DATASET CONTENT.
PR #629, opened 2026-04-30
ChronoSQL: SQL-style plugin for ChronoLog (#354)

### LINKED ISSUE #354: ChronoSQL Plugin
ChronoSQL is a plugin built on top of the ChronoLog Client that exposes chronicles and stories through a SQL-style query interface, letting users run familiar `SELECT`/`WHERE`/`GROUP BY` queries over log data and get efficient time-range scans without needing auxiliary indices. The initial target is YCSB compatibility.

iameneko:
Closes #354.

This adds ChronoSQL, a new client-side plugin that lets you talk to ChronoLog using a SQL-shaped interface aimed at YCSB-style workloads. It maps databases to chronicles, tables to stories, and rows to events whose payload is a JSON object of column values; schema state lives in a reserved metadata story that gets replayed on first use, so we don't depend on chronicle attrs or ShowStories (which aren't reliable yet). The plugin sits entirely on top of the existing client API — no client changes needed — and constructors follow the same pattern as chronokvs so it can target distributed deployments via a JSON config.

The SQL surface is intentionally small: CREATE/DROP TABLE, INSERT, and SELECT with either an equality filter or a `__ts BETWEEN` range that lowers to ReplayStory. Joins, aggregates, ORDER BY, LIMIT, and INSERT-time type checking are explicitly out of scope for v0.1, and DROP TABLE only removes the metadata mapping since the underlying event log is append-only. Coverage includes unit tests for the parser, row codec, and metadata replay, a config-loading test, and a manual integration test that exercises the full YCSB-shaped path against a live stack.


iameneko:
Reported issues from Kun.

Critical (blocking) items:

- **SQL identifiers are case-sensitive.** `CREATE TABLE Users (...); SELECT * FROM users;` fails at runtime. Standard SQL identifiers are case-insensitive unless quoted. Fix: lowercase identifiers at parse time for v0.1, or document the deviation prominently. Applies to table names, column names in INSERT/SELECT projections, and WHERE.
- **`ensureMetadataLoaded()` is not thread-safe.** `metadata_loaded_` is a plain `bool`; concurrent first-use racers both replay and both mutate `MetadataState` (unsynchronized `std::map`/`std::vector`) — UB. Fix: wrap with `std::call_once`, or add a mutex inside `MetadataState`.
- **`WHERE col = NULL` silently means "column absent".** Standard SQL semantics: `col = NULL` is always false (three-valued logic). Current behavior returns rows where the column key is missing from the JSON payload. Fix: reject `= NULL` at parse time and require `IS NULL`, or document the deviation aggressively.
- **`selectByKey` is a full-table scan with no warning.** Equality lookups replay the entire story over RDMA and filter client-side. Acknowledged in the header but silent at runtime. Fix: emit a one-shot `WARNING` when scanning a large story, and open a tracking issue for index/secondary-story support.
- **`LogLevel::ERROR` collides with the `ERROR` macro from `wingdi.h`.** `chronosql_logger.h` is a public header, so any consumer that transitively includes `<windows.h>` will fail to compile. Fix: rename to `ERR` (consistent across the enum), or `#undef ERROR` at the top of the header.

plugins/chrono-sql/src/chronosql_client_adapter.cpp
```diff
@@ -0,0 +1,175 @@
...
+    {
+        client_->ReleaseStory(chronicle_, story);
+        handleCache_.erase(it);
+    }
+}
+
+std::uint64_t ChronoSQLClientAdapter::appendEvent(const std::string& story, const std::string& payload)
+{
+    chronolog::StoryHandle* handle = getOrAcquireHandle(story);
+    return handle->log_event(payload);
```
fkengun, line 114: **[CRITICAL]** Race condition leading to potential Use-After-Free. `appendEvent` retrieves a raw `StoryHandle*` from `getOrAcquireHandle` (which releases the lock upon return) and then uses it outside the lock. Concurrently, another thread calling `flush()` or the class destructor will trigger `client_->ReleaseStory`, invalidating the handle while the first thread may still be calling `handle->log_event(payload)`.
You should either keep the lock held during the log operation or use a reference-counting mechanism (like `std::shared_ptr`) to ensure the handle remains valid until all active operations complete.

iameneko: Good catch, you're right. Went with the simplest fix and just hold the mutex across log_event — same approach we used in chronopubsub. Not the best for throughput but fine for v0.1; we can revisit with a shared_ptr or per-story lock if contention shows up.

fkengun (approved):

ACTION ITEM. Write out the records in full, word for word.

WRITTEN SOLUTION.
PR #629, opened 2026-04-30
ChronoSQL: SQL-style plugin for ChronoLog (#354)

### LINKED ISSUE #354: ChronoSQL Plugin
ChronoSQL is a plugin built on top of the ChronoLog Client that exposes chronicles and stories through a SQL-style query interface, letting users run familiar `SELECT`/`WHERE`/`GROUP BY` queries over log data and get efficient time-range scans without needing auxiliary indices. The initial target is YCSB compatibility.

iameneko:
Closes #354.

This adds ChronoSQL, a new client-side plugin that lets you talk to ChronoLog using a SQL-shaped interface aimed at YCSB-style workloads. It maps databases to chronicles, tables to stories, and rows to events whose payload is a JSON object of column values; schema state lives in a reserved metadata story that gets replayed on first use, so we don't depend on chronicle attrs or ShowStories (which aren't reliable yet). The plugin sits entirely on top of the existing client API — no client changes needed — and constructors follow the same pattern as chronokvs so it can target distributed deployments via a JSON config.

The SQL surface is intentionally small: CREATE/DROP TABLE, INSERT, and SELECT with either an equality filter or a `__ts BETWEEN` range that lowers to ReplayStory. Joins, aggregates, ORDER BY, LIMIT, and INSERT-time type checking are explicitly out of scope for v0.1, and DROP TABLE only removes the metadata mapping since the underlying event log is append-only. Coverage includes unit tests for the parser, row codec, and metadata replay, a config-loading test, and a manual integration test that exercises the full YCSB-shaped path against a live stack.


iameneko:
Reported issues from Kun.

Critical (blocking) items:

- **SQL identifiers are case-sensitive.** `CREATE TABLE Users (...); SELECT * FROM users;` fails at runtime. Standard SQL identifiers are case-insensitive unless quoted. Fix: lowercase identifiers at parse time for v0.1, or document the deviation prominently. Applies to table names, column names in INSERT/SELECT projections, and WHERE.
- **`ensureMetadataLoaded()` is not thread-safe.** `metadata_loaded_` is a plain `bool`; concurrent first-use racers both replay and both mutate `MetadataState` (unsynchronized `std::map`/`std::vector`) — UB. Fix: wrap with `std::call_once`, or add a mutex inside `MetadataState`.
- **`WHERE col = NULL` silently means "column absent".** Standard SQL semantics: `col = NULL` is always false (three-valued logic). Current behavior returns rows where the column key is missing from the JSON payload. Fix: reject `= NULL` at parse time and require `IS NULL`, or document the deviation aggressively.
- **`selectByKey` is a full-table scan with no warning.** Equality lookups replay the entire story over RDMA and filter client-side. Acknowledged in the header but silent at runtime. Fix: emit a one-shot `WARNING` when scanning a large story, and open a tracking issue for index/secondary-story support.
- **`LogLevel::ERROR` collides with the `ERROR` macro from `wingdi.h`.** `chronosql_logger.h` is a public header, so any consumer that transitively includes `<windows.h>` will fail to compile. Fix: rename to `ERR` (consistent across the enum), or `#undef ERROR` at the top of the header.

plugins/chrono-sql/src/chronosql_client_adapter.cpp
```diff
@@ -0,0 +1,175 @@
...
+    {
+        client_->ReleaseStory(chronicle_, story);
+        handleCache_.erase(it);
+    }
+}
+
+std::uint64_t ChronoSQLClientAdapter::appendEvent(const std::string& story, const std::string& payload)
+{
+    chronolog::StoryHandle* handle = getOrAcquireHandle(story);
+    return handle->log_event(payload);
```
fkengun, line 114: **[CRITICAL]** Race condition leading to potential Use-After-Free. `appendEvent` retrieves a raw `StoryHandle*` from `getOrAcquireHandle` (which releases the lock upon return) and then uses it outside the lock. Concurrently, another thread calling `flush()` or the class destructor will trigger `client_->ReleaseStory`, invalidating the handle while the first thread may still be calling `handle->log_event(payload)`.
You should either keep the lock held during the log operation or use a reference-counting mechanism (like `std::shared_ptr`) to ensure the handle remains valid until all active operations complete.

iameneko: Good catch, you're right. Went with the simplest fix and just hold the mutex across log_event — same approach we used in chronopubsub. Not the best for throughput but fine for v0.1; we can revisit with a shared_ptr or per-story lock if contention shows up.

fkengun (approved):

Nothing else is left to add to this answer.